The Authorship of De Doctrina Christiana: A Response to David V. Urban1)

John K. Hale

Published in Connotations Vol. 30 (2021)

Abstract

Urban proposes that the doubts about Milton’s authorship of De Doctrina Christiana make it acceptable to ignore the work when one writes about the theology in Milton’s late biblical poems. I reply that: (1) The doubts are being exaggerated. Copious and many-sided evidence supports the attribution to Milton. Stylometry is inconclusive. (2) The work’s style and argumentation show clear continuity from DDC into his other prose works, both Latin and English, and also some poems.(3) Continuities extend, though in more complex ways, even to the late poems. These ways show Milton’s theological thought changing and developing: the relationship depends on topic and interest, as recent research is demonstrating. (4) Thus to forswear the knowledge and use of De Doctrina would not be enabling to Milton studies but impoverishing.

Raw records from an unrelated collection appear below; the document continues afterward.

PR #99, opened 2019-02-07
Fix archive compilation for kernel

edjubuh:
#### Summary:
- Fix the Makefile to use the right variable for what we want included in the archive
- Comments don't get echo'd when building

#### Motivation:
It's an annoying warning and console print

##### References (optional):
None

#### Test Plan:
- [x] Comment went away when compiling
- [x] No more warnings about including api.h and libv5rts.patched.a

### DIFF
--- a/Makefile
+++ b/Makefile
@@ -64,12 +64,12 @@ template: clean-template library
 	$Dprosv5 c create-template $(TEMPLATE_DIR) kernel $(shell cat $(ROOT)/version) --system "./**/*" --user "src/opcontrol.{c,cpp,cc}" --user "src/initialize.{cpp,c,cc}" --user "src/autonomous.{cpp,c,cc}" --user "include/main.{hpp,h,hh}" --user "Makefile" --target v5 --output bin/output.bin
 
 LIBV5RTS_EXTRACTION_DIR=$(BINDIR)/libv5rts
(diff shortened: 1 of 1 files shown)


Makefile
```diff
@@ -64,12 +64,12 @@ template: clean-template library
 	$Dprosv5 c create-template $(TEMPLATE_DIR) kernel $(shell cat $(ROOT)/version) --system "./**/*" --user "src/opcontrol.{c,cpp,cc}" --user "src/initialize.{cpp,c,cc}" --user "src/autonomous.{cpp,c,cc}" --user "include/main.{hpp,h,hh}" --user "Makefile" --target v5 --output bin/output.bin
 
 LIBV5RTS_EXTRACTION_DIR=$(BINDIR)/libv5rts
-$(LIBAR): $(call GETALLOBJ,$(EXCLUDE_SRCDIRS) $(EXCLUDE_FROM_LIB)) $(EXTRA_LIB_DEPS)
```
Octogonapus: Why is `EXCLUDE_SRCDIRS` getting removed?

edjubuh: It's not quite being removed:
https://github.com/purduesigbots/pros/blob/f34a219cb49a6b5a8e81b6852abe4c84efa975d0/Makefile#L29-L32

HotelCalifornia:
uh ok pretty sure this was properly merged

PR #100, opened 2019-02-07
🐛 Refactor task_notify_when_deleting to support task_to_notify dying before target_task

### LINKED ISSUE #86: Extend task_notify_when_deleting to support task_to_notify dying before target_task dies
Currently, something bad will happen if `task_to_notify` dies before `target_task` dies (@edjubuh feel free to elaborate on what would happen). This means that I don't consider it usable in an OkapiLib release until nothing bad happens (nothing happening at all is a fine option, if `task_to_notify` is dead, just don't notify it!).

The code area we will need to look at is: https://github.com/purduesigbots/pros/blob/4eb9ea02eacae0872b88d6109e62718bac19f627/src/rtos/tasks.c#L916

One proposal is to run a check to see if the task is still alive and only notify it if it's in the expected state; however, an implementation problem with this is that TCBs can get reused, so we will have to implement something ourselves to track whether a task has been deleted. This could be done through a resizable data structure on the heap which stores an alive bit per task. This bit could be used in a lookup inside [the hook](https://github.com/purduesigbots/pros/blob/4eb9ea02eacae0872b88d6109e62718bac19f627/src/rtos/task_notify_when_deleting.c#L105) so it does nothing.

HotelCalifornia:
#### Summary:

- Increments `configNUM_THREAD_LOCAL_STORAGE_POINTERS` again
- Adds another linked list to thread local storage that will keep track of the tasks to whose death events `task_to_notify` is subscribed
- When a task dies, the `task_delete_hook` now iterates through the task's list of subscriptions and removes references to itself from the subscriptions' lists of subscribers

#### Motivation:

Previously, the case in which `task_to_notify` dies before `target_task` was undefined behavior, because `target_task` would attempt to notify `task_to_notify` even if it's already been cleaned up. The naive solution of checking the `task_to_notify`'s state directly would not have worked because in certain cases (as with the competition tasks), the TCB can be reused.

More information regarding the motivation behind this change can be found at #86, OkapiLib/OkapiLib#249, and OkapiLib/OkapiLib#321

##### References (optional):

Closes #86 

#### Test Plan:

- [x] execute test plan in src/tests/task_notify_when_deleting.c (regression test)
(the following are adapted from https://github.com/purduesigbots/pros/pull/100#issuecomment-461282903. thanks @Octogonapus)
- [x] delete `task_to_notify` and then delete `target_task`, verify nothing goes horrendously wrong
- [x] repeat previous test with OkapiLib where an internal task is the `task_to_notify`

### DIFF
--- a/src/rtos/task_notify_when_deleting.c
+++ b/src/rtos/task_notify_when_deleting.c
@@ -46,6 +46,10 @@ static struct notify_delete_action* _find_task(linked_list_s_t* ll, task_t task)
   return args.found_action;
 }
 
+void task_notify_when_deleting_init() {
+  task_notify_when_deleting_mutex = mutex_create_static(&task_notify_when_deleting_mutex_buf);
+}
+
 void task_notify_when_deleting(task_t target_task, task_t task_to_notify,
                                uint32_t value, notify_action_e_t notify_action) {
   task_to_notify = (task_to_notify == NULL) ? pxCurrentTCB : task_to_notify;
@@ -57,9 +61,8 @@ void task_notify_when_deleting(task_t target_task, task_t task_to_notify,
     return;
   }
 
-  // lazily initialize mutex
   if (task_notify_when_deleting_mutex == NULL) {
-    task_notify_when_deleting_mutex = mutex_create_static(&task_notify_when_deleting_mutex_buf);
+    task_notify_when_deleting_mutex = mutex_create();
   }
   mutex_take(task_notify_when_deleting_mutex, TIMEOUT_MAX);
 
--- a/src/rtos/task_notify_when_deleting.c
+++ b/src/rtos/task_notify_when_deleting.c
@@ -63,7 +63,7 @@ void task_notify_when_deleting(task_t target_task, task_t task_to_notify,
     ll_node_s_t* it = subscriptions_ll->head;
     bool found = false;
     while (it != NULL && !found) {
-      found = it->payload.data == task_to_notify;
+      found = it->payload.data == target_task;
       it = it->next;
     }
     if (!found) {
--- a/src/rtos/task_notify_when_deleting.c
+++ b/src/rtos/task_notify_when_deleting.c
@@ -126,11 +126,6 @@ static void unsubscribe_hook_cb(ll_node_s_t* node, void* task_to_remove) {
   linked_list_s_t* subscriptions_list = pvTaskGetThreadLocalStoragePointer(subscription, SUBSCRIBERS_TLSP_IDX);
   if (subscriptions_list != NULL) {
     linked_list_remove_data(subscriptions_list, task_to_remove);
-    // cleanup the list if we've removed its last member
-    if (subscriptions_list->head == NULL) {
-      linked_list_free(subscriptions_list);
-      vTaskSetThreadLocalStoragePointer(subscription, SUBSCRIBERS_TLSP_IDX, NULL);
-    }
   }
 }
 
@@ -148,6 +143,8 @@ void task_notify_when_deleting_hook(task_t task) {
   linked_list_s_t* ll = pvTaskGetThreadLocalStoragePointer(task, SUBSCRIPTIONS_TLSP_IDX);
   if (ll != NULL) {
     linked_list_foreach(ll, unsubscribe_hook_cb, task);
+    linked_list_free(ll);
+    vTaskSetThreadLocalStoragePointer(task, SUBSCRIPTIONS_TLSP_IDX, NULL);
   }
   // notify subscribed tasks of this task's deletion
   ll = pvTaskGetThreadLocalStoragePointer(task, SUBSCRIBERS_TLSP_IDX);
--- a/src/rtos/task_notify_when_deleting.c
+++ b/src/rtos/task_notify_when_deleting.c
@@ -124,12 +124,13 @@ static void unsubscribe_hook_cb(ll_node_s_t* node, void* task_to_remove) {
   task_t subscription = node->payload.data;
 
   linked_list_s_t* subscriptions_list = pvTaskGetThreadLocalStoragePointer(subscription, SUBSCRIBERS_TLSP_IDX);
-  linked_list_remove_data(subscriptions_list, task_to_remove);
-
-  // cleanup the list if we've removed its last member
-  if (subscriptions_list->head == NULL) {
-    linked_list_free(subscriptions_list);
-    vTaskSetThreadLocalStoragePointer(subscription, SUBSCRIBERS_TLSP_IDX, NULL);
+  if (subscriptions_list != NULL) {
+    linked_list_remove_data(subscriptions_list, task_to_remove);
+    // cleanup the list if we've removed its last member
+    if (subscriptions_list->head == NULL) {
+      linked_list_free(subscriptions_list);
+      vTaskSetThreadLocalStoragePointer(subscription, SUBSCRIBERS_TLSP_IDX, NULL);
+    }
   }
 }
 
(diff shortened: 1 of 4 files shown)


HotelCalifornia:
cc @octogonapus

I'm also looking for help coming up with tests to verify that this PR works as expected

Octogonapus:
In the following scenarios, task B is notified when task A is deleted.
 - [ ] Delete task A and verify task B is notified (regression check).
 - [ ] Delete task B and then delete task A and verify nothing blows up.
 - [ ] Repeat the previous test under OkapiLib where an internal task (such as CCPID's internal task) gets notified.

src/rtos/task_notify_when_deleting.c
```diff
@@ -41,15 +44,39 @@ void task_notify_when_deleting(task_t target_task, task_t task_to_notify,
...
-  linked_list_s_t* target_ll = pvTaskGetThreadLocalStoragePointer(target_task, TLSP_IDX);
+  // task_to_notify maintains a list of the tasks whose deletion it cares about.
+  // This will allow us to unsubscribe from notification if/when task_to_notify
+  // is deleted
+  linked_list_s_t* subscriptions_ll = pvTaskGetThreadLocalStoragePointer(task_to_notify, SUBSCRIPTIONS_TLSP_IDX);
+  if (subscriptions_ll == NULL) {
+    subscriptions_ll = linked_list_init();
+    vTaskSetThreadLocalStoragePointer(task_to_notify, SUBSCRIPTIONS_TLSP_IDX, subscriptions_ll);
+  }
+  if (subscriptions_ll != NULL) {
```
Octogonapus: Can this be an else block instead?

HotelCalifornia: No, the first branch initializes the list if it doesn't exist. The second branch should happen regardless of whether the first branch happened or not. All it needs is a non-null list

HotelCalifornia:
simple regression test:
```cpp
void opcontrol() {
	pros::delay(100);
	pros::Task target_task([](void* param) {
		pros::delay(500);
		printf("task 1 dead\n");
	}, nullptr, TASK_PRIORITY_DEFAULT, TASK_STACK_DEPTH_DEFAULT, "target_task");
	pros::Task task_to_notify([](void* param) {
		while (pros::c::task_notify_take(true, 0) != 1) {
			pros::delay(10);
		}
		printf("task 2 dead\n");
	}, nullptr, TASK_PRIORITY_DEFAULT, TASK_STACK_DEPTH_DEFAULT, "task_to_notify");
	pros::c::task_notify_when_deleting(target_task, task_to_notify, 1, pros::E_NOTIFY_ACTION_INCR);
	pros::delay(5000);
}
```
(executing src/tests/task_notify_when_deleting.c also passes)

Octogonapus:
I have done some testing myself and I think this works. The logs from my testing are attached.
[task_notify_when_deleting test results.txt](https://github.com/purduesigbots/pros/files/2848081/task_notify_when_deleting.test.results.txt)

src/rtos/task_notify_when_deleting.c
```diff
@@ -41,15 +44,39 @@ void task_notify_when_deleting(task_t target_task, task_t task_to_notify,
...
+  // neither task is NULL (implying that scheduler hasn't started yet)
   if (task_to_notify == target_task || !task_to_notify || !target_task) {
     return;
   }
 
-  linked_list_s_t* target_ll = pvTaskGetThreadLocalStoragePointer(target_task, TLSP_IDX);
+  // task_to_notify maintains a list of the tasks whose deletion it cares about.
+  // This will allow us to unsubscribe from notification if/when task_to_notify
+  // is deleted
+  linked_list_s_t* subscriptions_ll = pvTaskGetThreadLocalStoragePointer(task_to_notify, SUBSCRIPTIONS_TLSP_IDX);
```
edjubuh: So subscriptions_ll is the linked list representing what tasks will notify `task_to_notify` when they die. What is the payload?

src/rtos/task_notify_when_deleting.c
```diff
@@ -41,15 +44,39 @@ void task_notify_when_deleting(task_t target_task, task_t task_to_notify,
...
+  if (subscriptions_ll == NULL) {
+    subscriptions_ll = linked_list_init();
+    vTaskSetThreadLocalStoragePointer(task_to_notify, SUBSCRIPTIONS_TLSP_IDX, subscriptions_ll);
+  }
+  if (subscriptions_ll != NULL) {
+    // check whether task_to_notify is already subscribed. if so, do nothing
+    ll_node_s_t* it = subscriptions_ll->head;
+    bool found = false;
+    while (it != NULL && !found) {
```
edjubuh: And we search through that linked list for `task_to_notify`? Why?

src/rtos/task_notify_when_deleting.c
```diff
@@ -103,10 +144,16 @@ static void delete_hook_cb(ll_node_s_t* node, void* ignore) {
 }
 
 void task_notify_when_deleting_hook(task_t task) {
-  linked_list_s_t* ll = pvTaskGetThreadLocalStoragePointer(task, TLSP_IDX);
+  // if this task was subscribed to any other task deletion events, unsubscribe
+  linked_list_s_t* ll = pvTaskGetThreadLocalStoragePointer(task, SUBSCRIPTIONS_TLSP_IDX);
+  if (ll != NULL) {
+    linked_list_foreach(ll, unsubscribe_hook_cb, task);
+  }
```
edjubuh: Why are you not freeing up the subscriptions linked list as `task` is dying?

src/rtos/task_notify_when_deleting.c
HotelCalifornia:
```c
// check whether task_to_notify is already subscribed. if so, do nothing
```

src/rtos/task_notify_when_deleting.c
HotelCalifornia: payload is just the task handle

src/rtos/task_notify_when_deleting.c
HotelCalifornia: oh yeah. good point.

src/rtos/task_notify_when_deleting.c
HotelCalifornia: yeah oops. too many conflicting terminologies

src/rtos/task_notify_when_deleting.c
edjubuh: So subscriptions is a list of tasks `task_to_notify` has requested to be notified of when any one of them have died?

HotelCalifornia: yes. that way when `task_to_notify` dies, it can iterate through this list and remove itself from being notified, clearing up any issues of UB that would result from it dying before other tasks try to notify it

Octogonapus:
I ran my tests again with the latest changes. Still works.

src/rtos/task_notify_when_deleting.c
edjubuh: Below, why would `task_to_notify` ever be a member of its subscription list if we have:

https://github.com/purduesigbots/pros/blob/f34a219cb49a6b5a8e81b6852abe4c84efa975d0/src/rtos/task_notify_when_deleting.c#L45

and 

https://github.com/purduesigbots/pros/blob/76a22151b7020398b2a36e2e8c52eb73525cf0d0/src/rtos/task_notify_when_deleting.c#L70

HotelCalifornia: (discussed offline: this was a misunderstanding stemming from the mistake I made that was called out in the review comment below this one)

edjubuh:
I'll approve with a review from @Octogonapus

In his thoughtful and thorough contribution David Urban suggests that “the debate’s conclusion in favor of Miltonic provenance was declared prematurely” (156). He narrates the history of the debate, along with his “own scholarly journey with DDC [De Doctrina Christiana] and its attendant controversies,” to close on “reflections regarding how […] scholars might choose to use or not use DDC in their future work” (157).2) He proposes that “one consequence of the larger debate should be the liberty for scholars to analyze Milton’s theological presentations in his poetry apart from the specter of DDC” (156; italics mine).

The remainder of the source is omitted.